On Observable, each cell is a unit that can be evaluated independently, with
two sides to it — you have the source code editor, and you have the rendered
display (either a chunk of DOM or canvas that you’ve drawn, or an interactive
inspector for JS values).

Now, the important thing is that the code half of the cell is often collapsed.
You navigate around the notebook, toggling open and closed the code editors,
and typing into them. If the code is on top, the entire cell jumps when it
opens and closes, pushing the rendered display up and down. If the code is on
the bottom, it emerges from the half of the cell that is always there, and the
display is stable.

Ultimately, that’s why each cell has content before source code — the content
is always there, and the code may or may not be visible, so working with the
notebook as a whole feels much more stable and less jumpy with the rendered
value as primary and the source code as secondary.

------
lwb
Am I right in thinking that this is mostly interesting for statistics-adjacent
fields?
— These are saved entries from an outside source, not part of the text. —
PR #1193, opened 2024-01-31
fix(react,angular,core): updated style and docs

vsjolander:
## Todo
- aria-labels not working properly in react

### DIFF
--- a/libs/core/src/components/context-menu/context-menu.ts
+++ b/libs/core/src/components/context-menu/context-menu.ts
@@ -98,14 +98,14 @@ export class GdsContextMenu extends GdsElement {
       <button
         id="trigger"
         class="icon border-0 small ${classMap({ highlighted: this.open })}"
-        aria-label=${this.buttonLabel}
+        aria-label=${this.buttonLabel ?? this.label}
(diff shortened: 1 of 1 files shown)


vsjolander:
@splashdust I think this is a breaking change in React since we change the props.

Don't know if we should remap these in the wrapper but not sure how to do it the right way?

splashdust:
> @splashdust I think this is a breaking change in React since we change the props.
> 
> Don't know if we should remap these in the wrapper but not sure how to do it the right way?

That would require an additional wrapper layer I think. i.e wrap the Lit React wrapper in a second wrapper that remaps the props. That's what we do with the Dropdown and Datepicker.

But in this case, I wonder if we should not just keep the attribute as `label` after all, and just render the same value in both the button and the popover. Dropdown and Datepicker both use `label`, so this would also keep it consistent.

In other words, rename `buttonLabel` &rarr; `label`, remove `popoverLabel`, render `${this.label}` in both the button and the popover. Keep the `hideLabel` prop for hiding the text in the button. Then we version it as a minor change in all libs.

splashdust (approved):
Woho!!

I imagine someone using this mostly to embed charts and graphs
alongside code a la Jupyter Notebooks.

What would be fascinating to me is if these tools made it significantly easier
to make "Explorable Explanations" (nicky case, bret victor).

I love the Raft visualization
([https://raft.github.io/](https://raft.github.io/)) and would be ecstatic to
see more stuff like that surfacing around, making it easier to grok
sophisticated distributed systems. Next logical step would be to actually
control said systems from the visualization itself.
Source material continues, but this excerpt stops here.